Csernansky John G, Wang Lei, Joshi Sarang C, Ratnanather J Tilak, Miller Michael I
Department of Psychiatry, Washington University School of Medicine, St. Louis, MO 63110, USA.
Neuroimage. 2004;23 Suppl 1:S56-68. doi: 10.1016/j.neuroimage.2004.07.025.
Three components of computational anatomy (CA) are reviewed in this paper: (i) the computation of large-deformation maps, that is, for any given coordinate system representations of two anatomies, computing the diffeomorphic transformation from one to the other; (ii) the computation of empirical probability laws of anatomical variation between anatomies; and (iii) the construction of inferences regarding neuropsychiatric disease states. CA utilizes spatial-temporal vector field information obtained from large-deformation maps to assess anatomical variabilities and facilitate the detection and quantification of abnormalities of brain structure in subjects with neuropsychiatric disorders.

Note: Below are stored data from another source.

PR #2319, opened 2026-02-11
Run ctst locally

SylvainSenechal:
ISSUE: ZENKO-5180

Run ctst inside Codespace :
 - Update ./run.sh file
 - Use cli-testing as a library 
Some other refactoring


.devcontainer/setup.sh
```diff
@@ -74,8 +79,8 @@ done
 
 docker image prune -af
 
-CTST_TAG=$(sed 's/.*"cli-testing": ".*#\(.*\)".*/\1/;t;d' ./tests/ctst/package.json)
+GH_TOKEN=$GITHUB_TOKEN # Needed to install cli-testing (private repo)
```
SylvainSenechal: Cli-testing is a private repo. Because we now use cli-testing as library (you will see later in the pr, before it was used in a weird way), we now need to pull it, so I added here and there some way to authenticate.

Tbh I would prefer if cli-testing was public, maybe we can discuss it, because i don't really like the way I added all these token passing around

SylvainSenechal:
I will clean my commits after reviews

.github/scripts/end2end/run-e2e-ctst.sh
SylvainSenechal, line 1: Trying to minimize the utilisation of global env variable that are used only once, or sometimes even useless, there is more work to do on this topic but this will be for other pr

.github/scripts/end2end/run-e2e-ctst.sh
```diff
@@ -175,6 +167,7 @@ kubectl run $POD_NAME \
         --env=AZURE_BLOB_URL=$AZURE_BACKEND_ENDPOINT  \
         --env=AZURE_QUEUE_URL=$AZURE_BACKEND_QUEUE_ENDPOINT \
         --env=VERBOSE=1 \
+        --env=SDK=true \
```
SylvainSenechal, line 179: Cli testing can be run in sdk mode, or CLI mode. 

This shouldn't have impact, because actually this env used to be set in the Dockerfile of the E2E_IMAGE. 
I put it here instead, because imo putting it in the Dockerfile was kinda hidding this parameter, and we are already defining all the other envs variable here

.github/scripts/end2end/run-e2e-ctst.sh
```diff
@@ -212,4 +205,11 @@ kubectl run $POD_NAME \
       }
     ]
   }
-}' -- ./run "$COMMAND" $WORLD_PARAMETERS --parallel $PARALLEL_RUNS --retry $RETRIES --retry-tag-filter @Flaky --format junit:$JUNIT_REPORT_PATH "$@"
+}' -- yarn cucumber-js \
```
SylvainSenechal, line 217: Imo much better, before it was hard to see, but a lot of things were happening behind the ./run commands, which wasn't even defined in Zenko, but in Cli-testing.

Here, we are now just naturally using cucumber syntax to run cucumber tests

.github/workflows/end2end.yaml
```diff
@@ -392,9 +388,12 @@ jobs:
             cli-testing
       - name: Configure GIT
         run: |
-          git config --global url.https://x-access-token:${{ env.GIT_ACCESS_TOKEN }}@github.com/.insteadOf https://github.com/
-          git config --global url.https://x-access-token:${{ env.GIT_ACCESS_TOKEN }}@github.com/.insteadOf github.com:
-          git config --global url.https://x-access-token:${{ env.GIT_ACCESS_TOKEN }}@github.com/.insteadOf ssh://git@github.com/
+          git config --global url."https://x-access-token:${{ env.GIT_ACCESS_TOKEN }}@github.com/".insteadOf "https://github.com/"
+          git config --global url."https://x-access-token:${{ env.GIT_ACCESS_TOKEN }}@github.com/".insteadOf "github.com:"
+          git config --global url."https://x-access-token:${{ env.GIT_ACCESS_TOKEN }}@github.com/".insteadOf "ssh://git@github.com/"
+          git config --global url."https://x-access-token:${{ env.GIT_ACCESS_TOKEN }}@github.com/".insteadOf "git+ssh://git@github.com/"
```
SylvainSenechal: this is what I was talking about when I said I struggled to deal with cli-testing auth. It only worked when I added the ~/.netrc thing, which kinda looks smelly

.github/workflows/end2end.yaml
```diff
@@ -405,9 +404,9 @@ jobs:
       - name: Install ctst test dependencies
         working-directory: tests/ctst
         run: yarn install
-      - name: Lint ctst tests
-        working-directory: tests/ctst
-        run: yarn lint
+      # - name: Lint ctst tests
```
SylvainSenechal: remind me

.github/workflows/end2end.yaml
SylvainSenechal, line 666: Also nicer, bye bye """"""""""""", and now we can clearly see which tags are triggered (yeah cucumber allows to use multiple tags with and/or syntax)

tests/ctst/cucumber.config.cjs
SylvainSenechal, line 1: The cucumber configuration. 
Should be about the same as what we used to use, that was defined in cli-testing here : 
https://github.com/scality/cli-testing/blob/85204dd35d1c9a76c1eb9aa8452a83fac13708ca/package.json#L39

We should definitly have another Jira ticket to investigate what changes can we make to the cucumber config.
The ctst tests in the ci are outputting +50K lines of unreadable stuff, and it evens ends up being truncated, and hard to download because +100mb, so hopefully later we find a way to make the output look better.

Also some testing to do around parallel stuff : I suspect 98% of the tests can be run in parallel, and very fast, and only a few tests are slow/problematic => would be nice to separate them

tests/ctst/Dockerfile
SylvainSenechal, line 1: This is the equivalent of what we had in Cli-testing too : https://github.com/scality/cli-testing/blob/development/1.3/Dockerfile

I kept it mostly the same, but defined it here, so that cli-testing is used as a library, and not something where we store dockerfiles, commands, configs for Zenko.

tests/ctst/package.json
SylvainSenechal, line 1: Many packages here can be updated to a higher version, but let's keep it for another pr

tests/ctst/run-ctst-locally.sh
```diff
@@ -0,0 +1,68 @@
...
+#   ./run-ctst-locally2.sh getObject ctst-image:local      # Uses local image
+
+CUCUMBER_TAG="${1#@}"
+IMAGE_NAME="${2:-ghcr.io/scality/zenko/zenko-e2e-ctst:latest}"
+
+# Version is used with a Before Hook (in ctst/common/hooks.ts) to skip 
+# certain tests based on their @version tag.
+VERSION=$(cat ../../VERSION | grep -Po 'VERSION="\K[^"]*')
+POD_NAME="ctst-end2end"
+WORLD_PARAMETERS="$(jq -c <<EOF
```
SylvainSenechal, line 17: This is where we still have frictions : The current setup is basically enough to run tests locally, but these tests needs a lot of env variables that are passed as "world parameter". Here, I used a few that I defined manually to make one test work.

Later gonna work on using kube client to get secrets directly at the beginning of the tests, this will give us 2 things : 
- Reduce setup needed to run test locally
- Reduce and refactor the number of things happening in .sh setup files. Final objective is also to have variables defined only once at the same place

.github/scripts/end2end/deploy-zenko.sh
```diff
@@ -137,7 +137,10 @@ env $(dependencies_env) envsubst < ${ZENKO_CR_PATH} | kubectl -n ${NAMESPACE} ap
 
 # Fix Zookeeper memory issues on newer Ubuntu GHA runners
 # this is a temporary fix.
-bash ${DIR}/fix-zookeeper.sh "${ZENKO_NAME}" "${NAMESPACE}"
+
+# Update February 2026 : Fix useless in github runners (and flaky)
```
SylvainSenechal: Just got this in the CI : 

```
+ bash ./fix-zookeeper.sh end2end default
Waiting for Zookeeper StatefulSet (end2end-base-quorum) to be created by operator...
statefulset.apps/end2end-base-quorum patched
pod "end2end-base-quorum-0" deleted
Error from server (NotFound): pods "end2end-base-quorum-0" not found
ERROR: Zookeeper pod end2end-base-quorum-0 failed to become Ready after patching.
+ rm -f zenko-key.pub.FBuDLQ zenko-key.yxMuZ4
```

.devcontainer/setup.sh
```diff
@@ -1,5 +1,10 @@
 #!/usr/bin/env bash
 
+# Note : You can inspect the logs of the Codespace creation this way :
+# Ctrl+Shift+P -> "Codespaces: Export Logs" 
+# You will download a zip file on your local machine,
+# In the zip, you want to look at the creation.log file
+
```
francoisferrand: should this be in the README instead ?
or is really just a Codespace usage, nothing specific to this repo → remove from here, but may need a doc or presentation "introduction to codespace", and/or a "Codespace tips&tricks" page ?

.devcontainer/setup.sh
francoisferrand: since we do a checkout, do we still need to build a docker image?
(or maybe this is followup work and one of the next steps)

.devcontainer/setup.sh
```diff
@@ -74,8 +79,8 @@ done
 
 docker image prune -af
 
-CTST_TAG=$(sed 's/.*"cli-testing": ".*#\(.*\)".*/\1/;t;d' ./tests/ctst/package.json)
+GH_TOKEN=$GITHUB_TOKEN # Needed to install cli-testing (private repo)
 SORBET_TAG=$(yq eval '.sorbet.tag' solution/deps.yaml)
 DRCTL_TAG=$(yq eval '.drctl.tag' solution/deps.yaml)
-docker build --build-arg CTST_TAG=$CTST_TAG --build-arg SORBET_TAG=$SORBET_TAG --build-arg DRCTL_TAG=$DRCTL_TAG -t $E2E_CTST_IMAGE_NAME:$E2E_IMAGE_TAG ./tests/ctst
+docker build --build-arg GH_TOKEN=$GH_TOKEN --build-arg SORBET_TAG=$SORBET_TAG --build-arg DRCTL_TAG=$DRCTL_TAG -t $E2E_CTST_IMAGE_NAME:$E2E_IMAGE_TAG ./tests/ctst
```
francoisferrand: passing the token as build arg must never be done, as the token ends up being stored in the image.

the way to do a checkout in docker build is to use [build secrets](https://docs.docker.com/build/building/secrets/#git-authentication-for-remote-contexts) :

```suggestion
GIT_AUTH_TOKEN=$GH_TOKEN docker build --secret id=GIT_AUTH_TOKEN --build-arg SORBET_TAG=$SORBET_TAG --build-arg DRCTL_TAG=$DRCTL_TAG -t $E2E_CTST_IMAGE_NAME:$E2E_IMAGE_TAG ./tests/ctst
```

(note: there is also a way for [ssh credentials](https://docs.docker.com/build/building/secrets/#ssh-mounts))

.github/scripts/end2end/deploy-zenko.sh
francoisferrand: if useless, just remove it: it is still in the git history anyway

.github/workflows/end2end.yaml
francoisferrand: which command failed in which context (codespace, ci, inside docker image...) ?
- we need to use the GIT_ACCESS_TOKEN to have access to other repos (instead of GitHub usual reds, which are restricted the current repo + public repos)
- the git config above is already a trick to inject the GIT_ACCESS_TOKEN in git urls (so we don't need to modify the url in every place it is used: package.json, ...)
- netrc is an alternative to configure git auth, which should not be needed if the git config are made (but maybe we miss some, etc...)

tests/ctst/Dockerfile
```diff
@@ -1,28 +1,62 @@
...
-RUN chmod 0777 -R /ctst/
-
-ENV SDK=true
+RUN mkdir -p /ctst
 
 WORKDIR /ctst
 
+LABEL maintainer="Object Squad <object-squad@scality.com>"
+LABEL name="zenko-e2e-ctst"
+LABEL vendor="scality"
```
francoisferrand: - the name of these labels are non standard
- does not seem really useful to put them in Dockerfile : they should be derived from the image tag used when building, so can best be managed at build time IMHO

tests/ctst/Dockerfile
```diff
@@ -1,28 +1,62 @@
...
+LABEL version=$TAG
```
francoisferrand: what is the point/usage of this `version` label (and accordingly the TAG arg) ?
nothing in the test use it, so why bother?

tests/ctst/README.md
```diff
@@ -1,63 +1,66 @@
...
-The script runs the end to end tests in a pod withing the kubernetes cluster,
-this was done to give the tests access to internal resources such as the Kafka cluster.
+```bash
+cd tests/ctst
+./run-ctst-locally.sh @getObject
+```
 
-The `kubectl run` command uses a custom image of CTST containing the required test
-folders. The image can be built and pushed with the following steps:
+This uses the pre-built image `ghcr.io/scality/zenko/zenko-e2e-ctst:latest` which is loaded into kind during Codespace setup.
```
francoisferrand: `latest` does not work since we have multiple branches : so should always be rebuilt (maybe use an image tag which is unique to the branch, but not sure how to build images & tag them so it is practical...)

tests/ctst/README.md
```diff
@@ -1,63 +1,66 @@
...
+### Using a Custom Image
 
-# Building the image
-docker build --build-arg CTST_TAG=0.2.0 . -t ghcr.io/scality/playground/<username>/custom-ctst:0.2.0
+If you need to test changes to the Dockerfile or dependencies:
 
-# Pushing the custom image into a repository
-docker push ghcr.io/scality/playground/<username>/custom-ctst:0.2.0
+```bash
+# 1. Login to GHCR (required for private base images)
```
francoisferrand: not needed in codespace, this should be done automatically...

tests/ctst/run-ctst-locally.sh
```diff
@@ -0,0 +1,67 @@
...
+
+# Run tests using standard cucumber-js syntax
+kubectl exec "$POD_NAME" -- env \
+    TARGET_VERSION="$VERSION" \
+    SDK=true \
+    yarn cucumber-js \
+        --config cucumber.config.cjs \
+        --world-parameters "$WORLD_PARAMETERS" \
+        --tags "@$CUCUMBER_TAG" \
+        --exit
```
francoisferrand, line 67: * is this faster than just `docker build` and `kubectl run` ?
(docker (re)build should now be very fast, since we only copy files to the container...)
* instead of copying, we could use volume mount ; this would however be less generic, as it requires the cluster to run locally : so that approach would not work against a remote artesca lab (only for codespace or running locally)

tests/ctst/run-ctst-locally.sh
francoisferrand: seems now we are running as a regular node program: so it should work as well without docker/pod?
→ maybe some tests (and world) need to be adapted, but we should try to investigate what changes it would require (which commands to tweak, ...). Esp. we already need special tricks to run kubectl commands, so it may actually simplify stuff...

tests/ctst/run-ctst-locally.sh
```diff
@@ -0,0 +1,67 @@
+#!/bin/bash
+set -exu
+
+# Usage: ./run-ctst-locally.sh <tag> [image]
+# Examples:
+#   ./run-ctst-locally.sh getObject                  # Uses default GHCR image
+#   ./run-ctst-locally.sh getObject ctst-image:local # Uses local image
+
+CUCUMBER_TAG="${1#@}"
```
francoisferrand: instead of passing specifically "tags", we could just forward"all" arguments to yarn, with "$@" : so the script is a "transparent" wrapper, and more flexible (if we need to pass extra cucumber params, for exemple to run a single test or multiple tags...)

may be a bit more tricky with the optional image though, may need to add more (bash) argument parsing, either to support running like this `./run-ctst-locally.sh [image] [-- <extra params>]` or to use a flag `./run-ctst-locally.sh [-i <image>] <extra params>`...

tests/ctst/run-ctst-locally.sh
```diff
@@ -0,0 +1,67 @@
...
+kubectl cp ./steps "$POD_NAME":/ctst/steps
+kubectl cp ./world "$POD_NAME":/ctst/world
+
+kubectl cp ./tsconfig.json "$POD_NAME":/ctst/tsconfig.json
+kubectl cp ./cucumber.config.cjs "$POD_NAME":/ctst/cucumber.config.cjs
+
+# Run tests using standard cucumber-js syntax
+kubectl exec "$POD_NAME" -- env \
+    TARGET_VERSION="$VERSION" \
+    SDK=true \
```
francoisferrand: SDK is repeated, would be better to have a default in the image (or even better in CTST)...
(not sure we really want to use the CLI mode, it is very much slower and a lot more verbose)

tests/ctst/run-ctst-locally.sh
francoisferrand, line 1: just `run.sh`?
(since it may be used not just locally -we could/should use it in CI, to avoid having multiple code-path- and already in ctst folder)

.devcontainer/setup.sh
SylvainSenechal: moved to the readme

.devcontainer/setup.sh
SylvainSenechal: We could pull latest and then load it in kind directly. But we will have an image that's from whichever CI was run last. Should be good enough 99.9% of the time as we don't expect the image to change often, and we can still rebuild it locally if really needed

.devcontainer/setup.sh
```diff
@@ -74,8 +74,9 @@ done
...
 
-CTST_TAG=$(sed 's/.*"cli-testing": ".*#\(.*\)".*/\1/;t;d' ./tests/ctst/package.json)
+# Build CTST image from current branch 
 SORBET_TAG=$(yq eval '.sorbet.tag' solution/deps.yaml)
 DRCTL_TAG=$(yq eval '.drctl.tag' solution/deps.yaml)
-docker build --build-arg CTST_TAG=$CTST_TAG --build-arg SORBET_TAG=$SORBET_TAG --build-arg DRCTL_TAG=$DRCTL_TAG -t $E2E_CTST_IMAGE_NAME:$E2E_IMAGE_TAG ./tests/ctst
-kind load docker-image  ${E2E_CTST_IMAGE_NAME}:${E2E_IMAGE_TAG}
+TAG_NAME=ctst_codespace_setup
+GIT_AUTH_TOKEN=$GITHUB_TOKEN docker build --secret id=GIT_AUTH_TOKEN --build-arg SORBET_TAG=$SORBET_TAG --build-arg DRCTL_TAG=$DRCTL_TAG -t $E2E_CTST_IMAGE_NAME:$TAG_NAME ./tests/ctst
+kind load docker-image ${E2E_CTST_IMAGE_NAME}:$TAG_NAME
```
DarkIsDude: Force your IDE to always add a new line at the end of each file and avoid this forbidden icon

tests/ctst/cucumber.config.cjs
DarkIsDude: I remember a comment from William explaining that tests are already in parallel ?

DarkIsDude: And ca you create the JIRA ticket in the EPIC that Francois presented us ?

tests/ctst/README.md
```diff
@@ -1,63 +1,71 @@
-# CTST tests for Zenko
```
DarkIsDude, line 1: Does it make sense to mention somehow the .devcontainer ?

tests/ctst/run-ctst-locally.sh
DarkIsDude: I strongly agree to avoid several .sh script. Also to make sure everything will continue to work, I think we should find a way to test that in the CI ?

tests/ctst/run-ctst-locally.sh
DarkIsDude: I'm not sure to understand what you are trying to do here @francoisferrand

.devcontainer/setup.sh
SylvainSenechal: added   "files.insertFinalNewline": true 👍

tests/ctst/cucumber.config.cjs
SylvainSenechal: Yeah, in the run-ctst.sh file, we run cucumber with --parallel $PARALLEL_RUNS, so they are run in parallel.
There is some more work to do to about the config, because for example, what happens when we have parallel run defined in the config file, but also provide as an argument to the run command ? 

Will be sorted in
https://scality.atlassian.net/browse/ZENKO-5192

tests/ctst/Dockerfile
SylvainSenechal: I reused the ones we used to define in cli-testing. But I agree, can be removed completely 
https://github.com/scality/cli-testing/blob/0ef7b6b0bc9e0c24dce6c91427dc345b1087ec4d/Dockerfile#L17

tests/ctst/Dockerfile
SylvainSenechal: Removed because useless (see previous comment)

tests/ctst/README.md
SylvainSenechal: why not, it's free, i added a small line

tests/ctst/run-ctst-locally.sh
SylvainSenechal: I'm not a big fan of run.sh, it's too short and grepping "run" returns thousands of results. Actually this is the reason i originally got confused, because in run-e2e-ctst, the pods was executing run, and it took me some time to realize it was the cli-testing run, and not this file. I'm not fixed on this specific name, but I think it's nice to have a more identifiable name, the current name, or "run-cucumber-tests.sh" for example leaves no room for ambiguity. 

Also, more importantly, there is indeed an objective which would be that local tests and github ci tests are run using the same same file, but at the moment there isn't done, as there are still some difference between the 2 files. I think eventually we will do it, and when it happens we can think again about the naming

tests/ctst/run-ctst-locally.sh
SylvainSenechal: I tried something but it got a little bit dirty with the parsing of the image indeed. 
I did make a change so that we can now use natural Cucumber tags expression though

tests/ctst/run-ctst-locally.sh
SylvainSenechal: Yes, we may get there eventually, this should be doable, but probably lots of variables related to endpoint needs to change with port forward

tests/ctst/run-ctst-locally.sh
SylvainSenechal: I removed it from here, and put it in the dockerfile (like it was before)

tests/ctst/run-ctst-locally.sh
SylvainSenechal: But if we do a docker build, we have to reload the image into kind, and this step is quite long

tests/ctst/cucumber.config.cjs
francoisferrand: > Also some testing to do around parallel stuff : I suspect 98% of the tests can be run in parallel, and very fast, and only a few tests are slow/problematic => would be nice to separate them

the analysis has already been done https://scality.atlassian.net/browse/ZENKO-5116?focusedCommentId=403493, and followup tickets created in https://scality.atlassian.net/browse/ZENKO-5116

→ as for the test & analysis, we should be sorted out (all that's left is to just do it)
→ there may be something you want to achieve with ZENKO-5192, but not clear what (the description seems to be about "what to check", not "what we want to achieve"...) : stability? speed? parallelism? [we have tickets on that in ZENKO-5116] "reducing log verbosity" ? [indeed we have no ticket on this I think] ...

tests/ctst/run-ctst-locally.sh
francoisferrand: > I'm not sure to understand what you are trying to do here @francoisferrand

avoiding to duplicate the logic from the Dockerfile in a separate script: rebuilding docker image or copying and restarting node process is typically about the same duration, so we could consider to just replace this script with just `docker build && kubect run`.

but the issue is really the time it takes to load an image in `kind`, thanks @SylvainSenechal

tests/ctst/run-ctst-locally.sh
francoisferrand: agreed this is not for this PR

> port forward

in most case we use (or should use) the ingress : so no port forward...
we may however need to tweak etc/host or some other trick for DNS resolution, though

tests/ctst/README.md
```diff
@@ -1,63 +1,76 @@
...
+GIT_AUTH_TOKEN=$GITHUB_TOKEN docker build \
+  --secret id=GIT_AUTH_TOKEN \
+  --build-arg SORBET_TAG=$SORBET_TAG \
+  --build-arg DRCTL_TAG=$DRCTL_TAG \
+  -t ctst-local:dev \
+  .
+
+# 2. Load into kind and reset the pod
+kind load docker-image ctst-local:dev
+kubectl delete pod ctst-end2end
```
francoisferrand, line 39: why would it be created already?
is it created automatically on devcontainer startup?

tests/ctst/Dockerfile
```diff
@@ -1,28 +1,59 @@
 ARG SORBET_TAG=latest
-ARG CTST_TAG=latest
 ARG DRCTL_TAG=latest
 
 FROM ghcr.io/scality/sorbet:$SORBET_TAG AS sorbet
 FROM ghcr.io/scality/zenko-drctl:$DRCTL_TAG AS drctl
```
francoisferrand, line 5: note for later (more when we want to run CTST tests outside of k8s) : maybe we do not actually need these binaries, we could run them directly in pods...

(typically, esp. for Sorbet, this is often how it is done: kubectl exec into `sorbetctl` container...)

tests/ctst/cucumber.config.cjs
```diff
@@ -0,0 +1,15 @@
+
+module.exports = {
+    default: {
+        requireModule: ['ts-node/register', 'tsconfig-paths/register'],
+        require: ['steps/**/*.ts', 'common/**/*.ts', 'world/**/*.ts'],
+        paths: ['features/**/*.feature'],
+        format: [
+            'progress-bar',
+            '@cucumber/pretty-formatter',
+            'json:reports/cucumber-report.json',
```
francoisferrand, line 10: does this generate a JUnit report? (needed for the overall Zenko workflow, to report failed tests summary)

it is the "stock" reporter, or the one implemented in cli-testing ?

francoisferrand (commented):
LGTM except maybe for the https://github.com/scality/Zenko/pull/2319/changes#r2813543342 question : need to make sure we don't "break" failed tests reporting via JUnit test report

tests/ctst/Dockerfile
```diff
@@ -1,28 +1,59 @@
...
+# Install AWS CLI
+RUN curl "https://awscli.amazonaws.com/awscli-exe-linux-x86_64-${AWSCLI_VERSION}.zip" -o "awscliv2.zip" -k \
+    && unzip awscliv2.zip \
+    && ./aws/install \
+    && rm -rf awscliv2.zip aws
+
+COPY package.json ./
+COPY yarn.lock ./
+
+RUN --mount=type=secret,id=GIT_AUTH_TOKEN \
```
francoisferrand, line 46: nit: this will work in CI and codespace, but fail when running locally if SSH is used to auth with GitHub.
So (eventually, if we still use this image) we will need to further improve this to support both GIT_AUTH_TOKEN and SSH... e.g. something like adding the 2 mounts (if possible...), and replacing the URL depending on what we get...

tests/ctst/README.md
SylvainSenechal: I updated the comment. Basically, only needed if the pod was already created before with a different image

tests/ctst/cucumber.config.cjs
SylvainSenechal: okay I reviewed this last comment : my code changes do not modify the existing logic, in run-e2e-ctst, cucumber is ran with the same previous parameter (-- format junitxxxx) to generate the report. 

What I checked though, is if this report was exported to the artifact, and I found it was not.
So I updated one of the action file to export the report to the artifact, and also found that the xml report is not really human readable, so I also exported an html version (while keeping the first format). Also bumped the action action-junit-report from v4 to v6

tests/ctst/README.md
```diff
@@ -1,63 +1,76 @@
...
-docker build --build-arg CTST_TAG=0.2.0 . -t ghcr.io/scality/playground/<username>/custom-ctst:0.2.0
+### Rebuilding the CTST Image
 
-# Pushing the custom image into a repository
-docker push ghcr.io/scality/playground/<username>/custom-ctst:0.2.0
+If you need to test changes to the Dockerfile or dependencies:
+
+```bash
+# 1. Build the CTST image
+
```
DarkIsDude, line 27:
```suggestion
```

tests/ctst/README.md
```diff
@@ -1,63 +1,76 @@
...
-The `kubectl run` command uses a custom image of CTST containing the required test
-folders. The image can be built and pushed with the following steps:
+Run tests with a tag:
 
-``` bash
-cd ./tests/ctst/
+```bash
+cd tests/ctst
+./run-ctst-locally.sh @getObject
+./run-ctst-locally.sh "@PreMerge and not @Flaky"  # Use quotes for complex expressions
```
DarkIsDude, line 16:
```suggestion
./run-ctst-locally.sh "@PreMerge and not @Flaky"
```

You have the same letter. I think it's pretty a standard for bash command and it's not needed to explain it ?

tests/ctst/run-ctst-locally.sh
DarkIsDude: My goal was mainly to avoid duplicate logic. I'm fine to iterate later, we should track that in a JIRA and in the epic and add some comments and the beginning of each 🙏

DarkIsDude (approved):
For me we are good. Some small comments. If you have a re-review, just retrigger the flow. Thanks for your work !

.github/actions/archive-artifacts/action.yaml
```diff
@@ -51,6 +51,16 @@ runs:
         token: ${{ inputs.trunk_token }}
       continue-on-error: true
 
+    - name: Archive Cucumber test reports to artifacts
```
francoisferrand, line 54: we already generated (and archived) JUnit report : why add another report?

.github/scripts/end2end/run-e2e-ctst.sh
```diff
@@ -1,14 +1,15 @@
...
-ZENKO_NAME=${1:-end2end}
-COMMAND=${2:-"premerge"}
+# Usage: run-e2e-ctst.sh <TAGS>
+# Examples:
+#   run-e2e-ctst.sh "@PreMerge"
+#   run-e2e-ctst.sh "@PreMerge and not @PRA"
+#   run-e2e-ctst.sh "@PRA"
+
+TAGS=${1:?'Error: TAGS argument is required (e.g., "@PreMerge", "@PRA")'}
+ZENKO_NAME="end2end"
```
francoisferrand, line 11: good to allow overriding the name:
```suggestion
ZENKO_NAME="${2:-end2end}"
```

.github/workflows/end2end.yaml
```diff
@@ -392,9 +391,11 @@ jobs:
             cli-testing
       - name: Configure GIT
         run: |
-          git config --global url.https://x-access-token:${{ env.GIT_ACCESS_TOKEN }}@github.com/.insteadOf https://github.com/
-          git config --global url.https://x-access-token:${{ env.GIT_ACCESS_TOKEN }}@github.com/.insteadOf github.com:
-          git config --global url.https://x-access-token:${{ env.GIT_ACCESS_TOKEN }}@github.com/.insteadOf ssh://git@github.com/
+          echo "machine github.com login x-access-token password ${GIT_ACCESS_TOKEN}" > ~/.netrc
+          chmod 600 ~/.netrc
```
francoisferrand, line 395: nit: can be improved later, but there is definitely something wrong here... The match below should work : if it does not, it means we have another kind of remote (maybe `https://git@github.com`)

tests/ctst/cucumber.config.cjs
francoisferrand: the Junit report is not human readable, but already parsed by the CI to display the failed builds (and kind of lingua-franca of test reports, can be used in other tools if needed)

is that (html) report useful? What information do you actually need to consume (and in which context / for what purpose) from this artifact ?

(not necessarily to change it now, not an issue to store it as well ; but not sure just storing the artifact is useful, so I just want to understand what we are really looking for.... so we may eventually tackle that need)

francoisferrand (approved):

SylvainSenechal:
/approve
will address nits comments in next pr as the ci here is passing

Neuroanatomical structures are divided into two types: subcortical structures-gray matter (GM) volumes enclosed by a single surface-and cortical mantle structures-anatomically distinct portions of the cerebral cortical mantle layered between the white matter (WM) and cerebrospinal fluid (CSF). Because of fundamental differences in the geometry of these two types of structures, image-based large-deformation high-dimensional brain mapping (HDBM-LD) and large-deformation diffeomorphic metric matching (LDDMM) were developed for the study of subcortical structures and labeled cortical mantle distance mapping (LCMDM) was developed for the study of cortical mantle structures. Studies of neuropsychiatric disorders using CA usually require the testing of hypothesized group differences with relatively small numbers of subjects per group. Approaches that increase the power for testing such hypotheses include methods to quantify the shapes of individual structures, relationships between the shapes of related structures (e.g., asymmetry), and changes of shapes over time. Promising preliminary studies employing these approaches to studies of subjects with schizophrenia and very mild to mild Alzheimer's disease (AD) are presented.
本文回顾了计算解剖学(CA)的三个组成部分:(i)大变形映射的计算,即对于两个解剖结构的任何给定坐标系表示,计算从一个到另一个的微分同胚变换;(ii)解剖结构之间解剖变异的经验概率定律的计算;以及(iii)关于神经精神疾病状态的推断构建。CA利用从大变形映射获得的时空矢量场信息来评估解剖变异性,并促进对神经精神疾病患者脑结构异常的检测和量化。神经解剖结构分为两种类型:皮质下结构——由单个表面包围的灰质(GM)体积——和皮质套结构——大脑皮质套在白质(WM)和脑脊液(CSF)之间分层的解剖学上不同的部分。由于这两种类型结构的几何形状存在根本差异,基于图像的大变形高维脑图谱(HDBM-LD)和大变形微分同胚度量匹配(LDDMM)被开发用于研究皮质下结构,而标记皮质套距离映射(LCMDM)被开发用于研究皮质套结构。使用CA对神经精神疾病的研究通常需要在每组受试者数量相对较少的情况下检验假设的组间差异。提高检验此类假设的效力的方法包括量化个体结构形状、相关结构形状之间的关系(例如不对称性)以及形状随时间变化的方法。本文展示了采用这些方法对精神分裂症患者以及非常轻度至轻度阿尔茨海默病(AD)患者进行研究的有前景的初步研究。